Flow. That's what the Nagare concept illustrates, according to Mazda, and it portends a future shift in the Japanese automaker's design vocabulary. After years of frenetic zoom-zooming, Mazda wants to relax, chill, and just go with the…flow. Note that the aggressive fenders of several current Mazdas are key ingredients of the Nagare's design, while fan-blade wheels and a sweeping arc that defines both the greenhouse and the body side character line instill a sense of fluid motion even when the Nagare is sitting still. While the Nagare is pure fantasy, the individual design elements seen here in exaggerated concept car form will find their way onto the Mazda products of tomorrow.
Though saying the name quickly might make you think of a adult film title, the Suzuki SXBox is actually one of the brand's all-new all-wheel-drive SX4 MINI wagons decked out with two Xbox 360 gaming systems. The first is planted in the front console and offers dual controls that manipulate the action that's digitally displayed on the inside of the SXBox's retractable hood. Rear passengers get their own system with screens in the headrests, and all players use wireless handsets. Finishing off the visual goodies is a 30-inch screen in the cargo area, and there's a kickin' audio system with oodles of bass to make sure all of the action is heard loud and clear.
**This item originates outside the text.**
Issue #773, opened 2023-08-29
Add translation calls to kolibri_explore_plugin


pwithnall:
Currently the kolibri_explore_plugin package itself doesn’t fully support localisation/translation. About half of its strings are translated, but the other half are currently hard-coded in English.

PR #782, opened 2023-09-05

If there's one point that the Suzuki Basecamp Concept addresses, it's access – access to the outdoors, access to the interior of the vehicle, and access to the outside world. The outdoors is reigned in by this SUV's four-wheel-drive system, which is perfect for escaping the urban jungle, and the unique two-bike overhead rack lets you bring along a couple of toys, too. A long passenger-side gullwing door affords wide-open access to the XL7's interior, and for those moments when you long to trade the sound of chirping crickets with the hum of a battery-powered laptop, the Basecamp includes wireless internet access, not to mention Bluetooth and iPod compatibility.